第四話 昼飯を届ける姉

「ふぁ……あぁ」


 キッチンで朝食を作りながら、薫は、盛大に欠伸をした。


──結局、寝付けなかった……。


 昨夜、ベッドメイクを終え、咎が部屋に消えた後。

 薫は何度も寝ようとしたが、怪人に襲われた事が頭から離れず、何度寝ようとしても寝付けなかった。

そして結局一睡も出来ないまま朝を迎え、今に至る。


「今日はあんまり重い授業なかったのが幸いなのかな……」


 薫がぼやいていると、ドアが開く音が聞こえた。直後、ドアが閉じる音がなり、足音がキッチンに近付いていく。


「……ああ、薫か。お早う」


 音の主は、咎だった。眠そうに目をショボショボさせながら、キッチンを覗き込んでいる。


「おはようございます」

「……朝餉か?」

「アサゲ……あ、朝餉か……えっと、はい」

「そうか……」


 咎はそう言って黙った。


 それから少しして、薫が話しかける。


「……あの、えっと?」


 咎が首を傾げる。


「どうした?」

「ん、いや……何で、ずっと見てるのかなー、なんて……」


 薫は、咎をちらりと見て聞いた。

咎の視線は、フライパンに注がれていた。

フライパンを注視しながら、咎が答える、


「いい匂いがするからだな」

「あー……」


 薫は納得した様子で言い、フライパンに視線を落とす。

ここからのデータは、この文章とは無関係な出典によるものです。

PR #577, opened 2018-04-11
chore(docs): full width component playgrounds

ryanoglesby08:
This is a WIP. What do you all think?

Adding the `docs_full-width-playground` class to component playgrounds will cause it to "break out" of it's parent container and display the component using the full browser width. This will allow us to better showcase full width components such as `Notification` or `FlexGrid`.

It is not active when the sidebar is being shown:

screen shot 2018-04-11 at 5 22 22 pm

And it is active when the sidebar is hidden:

screen shot 2018-04-11 at 5 22 37 pm

I briefly attempted other strategies, but this one seemed to be the most straightforward one, even though it does involve some fancy/potentially brittle CSS.

### DIFF
--- a/docs/components/overrides/StyleGuide/StyleGuideRenderer.js
+++ b/docs/components/overrides/StyleGuide/StyleGuideRenderer.js
@@ -5,6 +5,8 @@ import cx from 'classnames'
 import Logo from 'rsg-components/Logo'
 import Markdown from 'rsg-components/Markdown'
 
+import FlexGrid from '../../../../packages/FlexGrid/FlexGrid'
+
 const styles = ({ color, fontFamily, fontSize, sidebarWidth, mq, space, maxWidth }) => ({
   root: {
     backgroundColor: color.baseBackground,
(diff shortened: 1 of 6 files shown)


donnavitan:
Is it possible to have full-width background/image while keeping the content aligned with the rest of the page?

fullwidth

lucylist:
hey @ryanoglesby08 maybe i'm not fully understanding how the current notifications are built now. maybe you guys can explain it to me? I know the examples are clear at the moment on our catalogue.. but.. hoping this live example is how they are currently built? 
screen shot 2018-04-12 at 9 44 43 am

ryanoglesby08:
@donnavitan 

> Is it possible to have full-width background/image while keeping the content aligned with the rest of the page?

The Notification aligns itself with the TDS grid settings, with sets a max width of 1200 px on large viewports.

The content of the component catalogue currently does NOT respect the TDS grid settings, as it is generated by an external library. I can look into changing the width settings of the component catalogue styles to see if we can bring it in line with TDS settings.

ryanoglesby08:
>  It would seem the only way to hide the sidebar is by isolating a single component example.

Styleguidist actually has a config option for this now: https://react-styleguidist.js.org/docs/configuration.html#showsidebar
> Toggle sidebar visibility. Sidebar will be hidden when opening components or examples in isolation mode even if this value is set to true. When set to false, sidebar will always be hidden.

But, if we set that to false there is NEVER a sidebar, which is not good for navigation.

We could potentially build a way to open/close the sidebar on demand, but I didn't look into that yet.

PR #578, opened 2018-04-11
chore(docs): rename repo links to tds-core

ryanoglesby08:
Immediately after merging this PR, the repo name must be changed using the Github UI. https://github.com/telusdigital/tds/settings

I've left all the package.json and changelogs out, Github will set up a redirect so I don't think its worth it to make such a large change and mess with lerna.


ryanoglesby08:
Tasks for QA:

* merge the PR
* Use the Github UI to rename the repo
* Immediately communicate to other TDS devs so we can all rename our git remotes
* Deploy docs to staging and prod

PR #579, opened 2018-04-12
chore(build): improve the prepr script

ryanoglesby08:
...by using the lerna publish command directly

Ok, using a new strategy here by calling a lerna command directly. It uses a non-public interface though, so may be a bit brittle, but I think its likely the most straightforward solution.

Now the output will look like this:

```
yarn run v1.5.1
$ node scripts/prePr.js --conventional-commits --yes
lerna info Comparing with lerna-reset-3.

Changes:
 - @tds/core-flex-grid: 1.1.0 => 1.2.0
 - @tds/core-notification: 1.0.2 => 1.1.0

lerna info auto-confirmed

🤔 If this is not what you expected, ensure that your commit messages follow the Conventional Commits specification: https://conventionalcommits.org.

🚀 Otherwise, paste the entire output of this task into the body of your Pull Request so that a maintainer can verify before merging/publishing.
```

### DIFF
--- a/package.json
+++ b/package.json
@@ -33,7 +33,7 @@
     "lint": "npm-run-all --parallel lint:*",
     "precommit": "lint-staged && yarn test",
     "prepare": "yarn gitbook:install",
-    "prepr": "yarn test:e2e && node scripts/prePr.js",
+    "prepr": "yarn test:e2e && node scripts/prePr.js --conventional-commits --yes",
     "prepush": "npm-run-all --parallel build test build-docs:*",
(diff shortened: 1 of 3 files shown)


ryanoglesby08:
> Small thought, would it be better to include this in prepush so that we get the version readout right after pushing (since we don't have CI running on pull requests and yarn prepr is a manual human task)?

Maybe.... you can push multiple times before making a pr though. Is it useful to see this every time? And to run the e2e tests on every push? I'm not sure. 🤷‍♂️

PR #580, opened 2018-04-12
chore(docs): delete s3 files before deploying wip

theetrain:
Trying out a way to delete files from s3 before deploying by listing files on the bucket, removing them, and then pushing new files.


theetrain:
This isn't a priority at this time.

フライパンの上には、鮭の切り身が二切れ乗っていた。火を通している最中で、脂が音を立てている。


「…………」


 フライパンを凝視し続ける咎に、薫が話しかける。


「あの……貴女の分もありますから……」

「本当か⁉」

「うおっ⁉」


 嬉しそうに言いつつ身を乗り出した咎を見て、薫は驚いた。


「ビックリした……」

「あ……悪い」

「あ、いえ……もうちょっとしたらできるんで、待っててください」




 朝食を食べ始めて少ししてから、咎が薫に話しかける。


「なあ、薫。お前、金持ちか何かか?」

「え? いや、別に……。何でです?」

「あー……いや、何となくそう思っただけだ。忘れてくれ」

「……はあ……?」


 薫は首を傾げ、ふと、何かを思い出した表情になる。


「そういえば、今日の天気って……」


 薫はそう言いながら、テレビのリモコンを手に取り、電源ボタンを押す。


「あの、どうかしたんですか?」

「なあ、あの四角いのって……」

「テレビですか?」

「そんな名前なのか……」

「は?」

「あ、いや──」


 咎が何かを言おうとした、その時だった。


『ここで速報です。福島県津野原つのはら市の路上で、女性が、首から血を流した状態で倒れているのが発見されました──』


 天気予報からニュースに切り替わり、速報が入ってきた事を伝えた。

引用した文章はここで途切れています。